▸ **WORK TO BE COMPLETED**: Count the lines below that contain the word "denied", and reply with only that number.

▸ **EXERCISE DATA**:
PR #368, opened 2020-09-11
Resolve promises after the user denies/accepts the permissions dialog

juancruzgs:
#### Description:

There are some GAEN API methods that require permission from the user.
We were resolving JS promises before the user accepted/denied that permissions Dialog, and that wasn't reflecting the correct state.

This PR waits until the dialog is accepted/denied to return the result to the JS layer.
It mostly impacts some options in the debug menu and shouldn't have any impact in the main flow.

This PR also:
- Moves some code from `MainActivity` to `ExposureNotificationsClientWrapper`
-  Uses the `rollingPeriod` returned by the API instead of a default value

### DIFF
--- a/android/app/src/main/java/org/pathcheck/covidsafepaths/MainActivity.java
+++ b/android/app/src/main/java/org/pathcheck/covidsafepaths/MainActivity.java
@@ -1,46 +1,17 @@
 package org.pathcheck.covidsafepaths;
 
-import android.app.Activity;
 import android.content.Intent;
-import android.content.IntentSender;
 import android.os.Bundle;
 import androidx.annotation.Nullable;
 import com.facebook.react.ReactActivity;
 import com.facebook.react.ReactActivityDelegate;
 import com.facebook.react.ReactRootView;
-import com.facebook.react.bridge.Promise;
 import com.facebook.react.bridge.ReactContext;
-import com.google.android.gms.common.api.ApiException;
-import com.google.android.gms.nearby.exposurenotification.ExposureNotificationStatusCodes;
-import com.google.android.gms.nearby.exposurenotification.TemporaryExposureKey;
-import com.google.common.collect.ImmutableList;
-import com.google.common.io.BaseEncoding;
-import com.google.common.util.concurrent.FluentFuture;
-import com.google.common.util.concurrent.FutureCallback;
-import com.google.common.util.concurrent.Futures;
-import com.google.common.util.concurrent.ListenableFuture;
 import com.swmansion.gesturehandler.react.RNGestureHandlerEnabledRootView;
-import java.util.ArrayList;
-import java.util.List;
-import java.util.concurrent.TimeUnit;
 import org.devio.rn.splashscreen.SplashScreen;
-import org.jetbrains.annotations.NotNull;
 import org.pathcheck.covidsafepaths.exposurenotifications.ExposureNotificationClientWrapper;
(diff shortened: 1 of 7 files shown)


android/app/src/main/java/org/pathcheck/covidsafepaths/MainActivity.java
```diff
@@ -91,126 +62,11 @@ private void checkIfExposureNotificationsEnabled() {
...
-          public void onSuccess(ImmutableList<DiagnosisKey> shared) {
-            final List<RNExposureKey> exposureKeys = new ArrayList<>();
-
-            for (DiagnosisKey k : shared) {
-              final String key = BASE64.encode(k.getKeyBytes());
-              final int rollingStartNumber = k.getIntervalNumber();
-
-              exposureKeys.add(new RNExposureKey(
-                  key,
-                  DEFAULT_PERIOD,
```
juancruzgs, line 157: We were sending to JS this default rolling period (144) for all the keys returned by the API.
I'm now using the `rollingPeriod` that is present in the `TemporaryExposureKey` object returned by the API.

@aledustet @sherifkozman  Is this the right thing to do, or should I keep using the default value?

aledustet: Here it says it's 144 https://blog.google/documents/69/Exposure_Notification_-_Cryptography_Specification_v1.2.1.pdf not sure where else we could look for that value

android/app/src/main/java/org/pathcheck/covidsafepaths/exposurenotifications/ExposureNotificationClientWrapper.java
```diff
@@ -57,26 +61,72 @@ public static ExposureNotificationClientWrapper get(Context context) {
...
-            return;
+          completer.setException(exception);
+        })
+    );
+  }
+
+  /**
+   * Gets recent (initially 14 days) Temporary Exposure Keys from Google Play Services.
+   */
+  public ListenableFuture<List<TemporaryExposureKey>> requestPermissionToGetExposureKeys(ReactContext context) {
```
aledustet, line 99: Just curious if this one could follow the same pattern that the `fetchDiagnosisKeys` having an `onSuccess` `onFailure` implementations.

aledustet (approved):
Don't see anything that pops up for me here, not 100% sure about the `rollingPeriod` but it seems like that 144 is the default across the board where i've been looking(docs from apple and google) :shipit:

android/app/src/main/java/org/pathcheck/covidsafepaths/exposurenotifications/ExposureNotificationClientWrapper.java
juancruzgs: We have a mix of implementations because the GAEN API uses `Tasks` and the app uses `Futures`.
In a future refactor I'll change `ExposureNotificationClientWrapper` to only expose `Futures` (since Tasks can only be created by the API).

That's why in some places we have `addOnSuccessListener`/`addOnFailureListener` and some others have `onSuccess`/`onFailure`

juancruzgs:
`144` is the default `rollingPeriod`, we took it from Google's sample code.
But the keys can use different values, for example:
image

I confirmed with Matt that iOS is sending the value that is returned for each key instead of a hardcoded one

▸ **ANSWER SPACE**: 2